◆ EXERCISE DATA ◆
PR #685, opened 2018-04-06
Locks down tests

adriancole:
I noticed some tests weren't closing Tracing


brave/src/test/java/brave/features/log4j2_context/Log4JThreadContextTest.java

◆ REQUIRED ACTION ◆
Transcribe all records exactly as written.

◆ SOLUTION TO THE EXERCISE ◆
PR #685, opened 2018-04-06
Locks down tests

adriancole:
I noticed some tests weren't closing Tracing


brave/src/test/java/brave/features/log4j2_context/Log4JThreadContextTest.java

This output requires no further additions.